• [INFORMATION SHOWN]:
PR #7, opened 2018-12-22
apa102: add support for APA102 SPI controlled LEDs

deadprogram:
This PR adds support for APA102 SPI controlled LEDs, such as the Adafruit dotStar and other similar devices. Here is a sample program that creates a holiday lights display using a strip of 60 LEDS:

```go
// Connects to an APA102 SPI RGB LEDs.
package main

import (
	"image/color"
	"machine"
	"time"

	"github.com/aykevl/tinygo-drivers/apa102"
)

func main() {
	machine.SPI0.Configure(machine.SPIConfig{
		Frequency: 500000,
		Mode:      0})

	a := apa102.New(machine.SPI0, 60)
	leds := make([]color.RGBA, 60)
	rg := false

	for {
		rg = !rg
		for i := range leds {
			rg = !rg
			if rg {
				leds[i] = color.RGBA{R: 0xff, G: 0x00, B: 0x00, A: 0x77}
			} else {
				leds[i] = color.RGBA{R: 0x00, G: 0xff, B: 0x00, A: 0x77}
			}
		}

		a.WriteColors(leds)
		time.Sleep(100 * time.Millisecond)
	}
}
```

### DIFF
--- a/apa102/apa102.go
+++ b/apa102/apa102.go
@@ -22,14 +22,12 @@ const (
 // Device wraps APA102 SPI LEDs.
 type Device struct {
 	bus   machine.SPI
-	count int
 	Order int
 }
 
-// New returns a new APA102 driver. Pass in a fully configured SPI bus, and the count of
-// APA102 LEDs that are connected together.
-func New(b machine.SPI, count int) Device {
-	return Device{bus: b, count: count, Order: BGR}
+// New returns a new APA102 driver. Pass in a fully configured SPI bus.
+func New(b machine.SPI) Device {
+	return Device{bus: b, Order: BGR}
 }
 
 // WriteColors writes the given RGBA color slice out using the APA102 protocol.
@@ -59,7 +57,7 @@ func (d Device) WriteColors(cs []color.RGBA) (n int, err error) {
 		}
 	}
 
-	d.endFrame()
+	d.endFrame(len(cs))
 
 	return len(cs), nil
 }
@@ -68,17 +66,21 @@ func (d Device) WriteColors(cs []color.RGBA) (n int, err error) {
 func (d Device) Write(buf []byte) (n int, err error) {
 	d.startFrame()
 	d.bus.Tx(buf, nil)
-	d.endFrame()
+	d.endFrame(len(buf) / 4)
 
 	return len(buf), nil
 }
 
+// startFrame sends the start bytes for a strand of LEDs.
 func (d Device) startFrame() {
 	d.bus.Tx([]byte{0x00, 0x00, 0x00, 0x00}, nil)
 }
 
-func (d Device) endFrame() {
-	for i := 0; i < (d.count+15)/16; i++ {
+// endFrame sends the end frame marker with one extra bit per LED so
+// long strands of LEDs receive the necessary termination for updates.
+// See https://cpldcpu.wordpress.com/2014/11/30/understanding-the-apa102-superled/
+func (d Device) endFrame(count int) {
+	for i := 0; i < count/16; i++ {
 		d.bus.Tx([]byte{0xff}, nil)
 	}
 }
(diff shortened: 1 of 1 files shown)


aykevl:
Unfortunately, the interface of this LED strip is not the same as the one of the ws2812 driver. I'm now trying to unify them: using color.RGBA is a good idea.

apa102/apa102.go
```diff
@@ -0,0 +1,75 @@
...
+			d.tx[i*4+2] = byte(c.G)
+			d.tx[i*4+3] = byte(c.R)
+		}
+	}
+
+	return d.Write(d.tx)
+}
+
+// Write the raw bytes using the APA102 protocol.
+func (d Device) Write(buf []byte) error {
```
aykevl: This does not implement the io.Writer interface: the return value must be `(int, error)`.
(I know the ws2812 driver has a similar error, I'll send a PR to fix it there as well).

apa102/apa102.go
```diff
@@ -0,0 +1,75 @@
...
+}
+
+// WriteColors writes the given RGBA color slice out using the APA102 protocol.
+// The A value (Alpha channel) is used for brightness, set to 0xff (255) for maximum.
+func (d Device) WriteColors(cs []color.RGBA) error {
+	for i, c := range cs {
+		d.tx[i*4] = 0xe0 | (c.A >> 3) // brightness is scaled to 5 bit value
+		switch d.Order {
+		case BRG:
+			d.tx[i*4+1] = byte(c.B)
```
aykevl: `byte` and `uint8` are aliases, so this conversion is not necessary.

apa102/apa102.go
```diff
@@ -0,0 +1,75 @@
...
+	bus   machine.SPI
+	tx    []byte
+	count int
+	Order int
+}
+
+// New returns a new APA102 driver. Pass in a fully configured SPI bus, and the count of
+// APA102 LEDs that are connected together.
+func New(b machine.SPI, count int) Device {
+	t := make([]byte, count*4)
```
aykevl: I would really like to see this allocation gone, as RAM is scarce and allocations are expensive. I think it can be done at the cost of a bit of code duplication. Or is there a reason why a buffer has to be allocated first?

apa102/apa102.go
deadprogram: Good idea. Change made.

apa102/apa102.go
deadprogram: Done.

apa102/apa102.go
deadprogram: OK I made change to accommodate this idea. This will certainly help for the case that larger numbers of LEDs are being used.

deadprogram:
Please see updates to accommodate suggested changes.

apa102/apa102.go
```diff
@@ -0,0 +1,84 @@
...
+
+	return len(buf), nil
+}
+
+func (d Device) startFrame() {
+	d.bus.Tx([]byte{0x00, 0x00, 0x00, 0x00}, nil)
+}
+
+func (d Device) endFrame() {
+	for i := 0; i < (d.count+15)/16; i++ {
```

• [DIRECTIONS]: Wherever a line of the records above contains the string "made", copy that line out.

• [FINAL ANSWER]:
deadprogram: Good idea. Change made.
deadprogram: OK I made change to accommodate this idea. This will certainly help for the case that larger numbers of LEDs are being used.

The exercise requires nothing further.